Work to be completed
Please give back word for word the lines of the material below between the line containing "PR #3366, opened 2025-08-11" and the line containing "### LINKED ISSUE #3357: Add", inclusive.

Listed entries

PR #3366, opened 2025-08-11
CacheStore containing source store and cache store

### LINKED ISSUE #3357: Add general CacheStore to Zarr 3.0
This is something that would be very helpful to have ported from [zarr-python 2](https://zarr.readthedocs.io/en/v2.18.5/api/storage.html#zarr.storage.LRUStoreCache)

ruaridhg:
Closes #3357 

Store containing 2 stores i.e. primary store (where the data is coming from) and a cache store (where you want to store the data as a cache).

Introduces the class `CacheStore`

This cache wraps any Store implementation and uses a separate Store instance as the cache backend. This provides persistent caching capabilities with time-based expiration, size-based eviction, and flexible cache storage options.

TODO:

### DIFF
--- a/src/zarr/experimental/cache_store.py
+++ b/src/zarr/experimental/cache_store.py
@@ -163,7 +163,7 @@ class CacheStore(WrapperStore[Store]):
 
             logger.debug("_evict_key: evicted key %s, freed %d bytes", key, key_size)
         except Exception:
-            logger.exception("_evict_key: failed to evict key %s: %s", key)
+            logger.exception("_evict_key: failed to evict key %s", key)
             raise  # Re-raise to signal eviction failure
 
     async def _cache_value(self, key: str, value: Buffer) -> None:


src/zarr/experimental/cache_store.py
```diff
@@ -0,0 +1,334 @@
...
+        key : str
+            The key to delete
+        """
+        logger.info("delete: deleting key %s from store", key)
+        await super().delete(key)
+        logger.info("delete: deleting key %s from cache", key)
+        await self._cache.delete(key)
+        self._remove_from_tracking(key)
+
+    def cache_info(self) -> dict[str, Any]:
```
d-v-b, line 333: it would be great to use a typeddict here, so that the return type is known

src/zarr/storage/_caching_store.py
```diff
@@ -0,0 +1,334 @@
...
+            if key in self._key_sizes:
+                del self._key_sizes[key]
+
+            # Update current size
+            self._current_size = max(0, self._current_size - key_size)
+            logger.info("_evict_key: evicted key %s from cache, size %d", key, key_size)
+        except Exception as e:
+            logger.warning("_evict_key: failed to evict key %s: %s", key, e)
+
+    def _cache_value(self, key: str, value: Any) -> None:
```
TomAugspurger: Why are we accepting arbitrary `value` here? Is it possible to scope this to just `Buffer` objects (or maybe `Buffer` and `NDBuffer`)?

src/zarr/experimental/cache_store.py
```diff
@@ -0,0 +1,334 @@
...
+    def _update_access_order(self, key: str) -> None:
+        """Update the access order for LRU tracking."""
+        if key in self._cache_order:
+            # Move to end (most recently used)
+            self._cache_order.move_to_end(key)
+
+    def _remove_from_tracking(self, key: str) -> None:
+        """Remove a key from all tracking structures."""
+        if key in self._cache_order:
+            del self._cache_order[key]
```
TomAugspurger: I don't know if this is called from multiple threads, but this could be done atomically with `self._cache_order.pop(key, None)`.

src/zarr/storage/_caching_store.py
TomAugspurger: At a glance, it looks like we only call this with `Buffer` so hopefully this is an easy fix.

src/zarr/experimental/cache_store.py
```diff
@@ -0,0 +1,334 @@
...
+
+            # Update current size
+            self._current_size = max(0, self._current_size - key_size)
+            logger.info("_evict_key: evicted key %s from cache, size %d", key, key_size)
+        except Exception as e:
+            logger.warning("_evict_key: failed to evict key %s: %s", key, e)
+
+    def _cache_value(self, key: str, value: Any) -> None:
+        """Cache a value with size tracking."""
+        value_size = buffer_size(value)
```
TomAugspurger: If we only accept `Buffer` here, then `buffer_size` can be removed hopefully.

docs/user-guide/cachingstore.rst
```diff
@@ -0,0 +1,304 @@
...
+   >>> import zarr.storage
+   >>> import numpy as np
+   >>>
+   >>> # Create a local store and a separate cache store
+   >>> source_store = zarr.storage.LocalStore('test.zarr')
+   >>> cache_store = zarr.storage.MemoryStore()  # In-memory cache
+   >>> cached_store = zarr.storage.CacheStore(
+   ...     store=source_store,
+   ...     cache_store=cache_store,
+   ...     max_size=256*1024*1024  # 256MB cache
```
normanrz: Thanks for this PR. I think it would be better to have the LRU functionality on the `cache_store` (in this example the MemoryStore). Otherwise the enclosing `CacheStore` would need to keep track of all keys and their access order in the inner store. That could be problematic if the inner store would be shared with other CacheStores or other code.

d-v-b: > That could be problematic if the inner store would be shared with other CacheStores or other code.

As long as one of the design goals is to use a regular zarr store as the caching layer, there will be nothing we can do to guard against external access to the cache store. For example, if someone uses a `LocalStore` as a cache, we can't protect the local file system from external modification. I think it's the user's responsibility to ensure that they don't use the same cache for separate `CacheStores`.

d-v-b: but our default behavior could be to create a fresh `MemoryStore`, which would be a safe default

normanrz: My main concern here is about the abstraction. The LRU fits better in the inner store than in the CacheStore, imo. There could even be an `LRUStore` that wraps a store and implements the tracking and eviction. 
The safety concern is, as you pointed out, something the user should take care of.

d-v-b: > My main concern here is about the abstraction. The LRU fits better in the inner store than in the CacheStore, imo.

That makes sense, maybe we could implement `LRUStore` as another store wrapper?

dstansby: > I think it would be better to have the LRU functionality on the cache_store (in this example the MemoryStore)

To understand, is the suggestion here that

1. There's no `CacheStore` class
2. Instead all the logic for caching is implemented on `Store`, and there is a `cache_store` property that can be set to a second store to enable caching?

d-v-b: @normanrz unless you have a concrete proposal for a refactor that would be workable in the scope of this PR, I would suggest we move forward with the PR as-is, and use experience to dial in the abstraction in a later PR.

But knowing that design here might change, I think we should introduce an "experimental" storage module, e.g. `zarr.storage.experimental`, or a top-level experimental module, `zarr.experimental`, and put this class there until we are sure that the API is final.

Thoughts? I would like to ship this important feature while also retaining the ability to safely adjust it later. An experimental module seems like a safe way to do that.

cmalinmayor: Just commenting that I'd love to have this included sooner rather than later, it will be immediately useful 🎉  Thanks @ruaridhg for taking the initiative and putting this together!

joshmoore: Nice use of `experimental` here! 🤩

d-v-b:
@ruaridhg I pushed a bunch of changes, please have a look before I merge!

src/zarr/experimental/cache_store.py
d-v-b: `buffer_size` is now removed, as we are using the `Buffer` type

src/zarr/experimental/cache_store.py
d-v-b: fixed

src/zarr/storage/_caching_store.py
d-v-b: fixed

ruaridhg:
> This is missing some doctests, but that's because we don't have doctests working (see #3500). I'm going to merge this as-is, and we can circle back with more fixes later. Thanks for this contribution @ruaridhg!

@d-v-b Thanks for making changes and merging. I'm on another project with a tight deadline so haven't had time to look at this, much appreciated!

--

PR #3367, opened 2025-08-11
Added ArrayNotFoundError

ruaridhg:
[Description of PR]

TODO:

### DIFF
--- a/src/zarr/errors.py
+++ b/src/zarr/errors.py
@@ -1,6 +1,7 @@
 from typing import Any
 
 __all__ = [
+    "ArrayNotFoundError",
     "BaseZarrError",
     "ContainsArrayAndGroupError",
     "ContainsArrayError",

---

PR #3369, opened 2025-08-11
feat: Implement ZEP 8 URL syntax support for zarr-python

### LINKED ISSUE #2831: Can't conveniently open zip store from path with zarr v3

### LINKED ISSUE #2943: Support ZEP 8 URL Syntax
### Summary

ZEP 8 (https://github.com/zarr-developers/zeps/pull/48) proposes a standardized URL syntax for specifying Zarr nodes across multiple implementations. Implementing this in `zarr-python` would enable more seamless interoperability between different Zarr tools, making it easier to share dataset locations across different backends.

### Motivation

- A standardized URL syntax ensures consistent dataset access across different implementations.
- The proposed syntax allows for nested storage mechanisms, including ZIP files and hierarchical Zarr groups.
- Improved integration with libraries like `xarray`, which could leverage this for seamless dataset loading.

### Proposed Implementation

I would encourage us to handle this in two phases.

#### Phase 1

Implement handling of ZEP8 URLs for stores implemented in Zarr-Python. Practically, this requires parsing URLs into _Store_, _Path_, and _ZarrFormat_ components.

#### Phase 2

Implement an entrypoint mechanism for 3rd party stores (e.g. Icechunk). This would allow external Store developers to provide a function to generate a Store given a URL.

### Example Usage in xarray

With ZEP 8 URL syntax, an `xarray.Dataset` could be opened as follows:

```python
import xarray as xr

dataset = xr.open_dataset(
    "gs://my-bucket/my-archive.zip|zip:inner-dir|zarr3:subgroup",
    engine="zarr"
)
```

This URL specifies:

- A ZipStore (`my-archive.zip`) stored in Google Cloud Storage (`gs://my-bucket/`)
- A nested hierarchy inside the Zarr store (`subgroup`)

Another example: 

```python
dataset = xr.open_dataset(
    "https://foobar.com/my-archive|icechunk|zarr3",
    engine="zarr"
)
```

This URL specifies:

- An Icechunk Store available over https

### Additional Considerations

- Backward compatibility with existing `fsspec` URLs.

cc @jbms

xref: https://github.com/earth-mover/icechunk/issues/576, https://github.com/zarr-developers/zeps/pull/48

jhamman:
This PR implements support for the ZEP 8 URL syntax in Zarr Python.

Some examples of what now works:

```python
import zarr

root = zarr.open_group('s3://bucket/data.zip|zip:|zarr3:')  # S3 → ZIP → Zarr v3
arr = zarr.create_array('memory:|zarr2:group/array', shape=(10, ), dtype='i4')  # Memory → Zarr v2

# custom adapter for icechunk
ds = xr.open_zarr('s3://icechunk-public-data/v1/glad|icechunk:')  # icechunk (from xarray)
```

Reply
PR #3366, opened 2025-08-11
CacheStore containing source store and cache store

### LINKED ISSUE #3357: Add general CacheStore to Zarr 3.0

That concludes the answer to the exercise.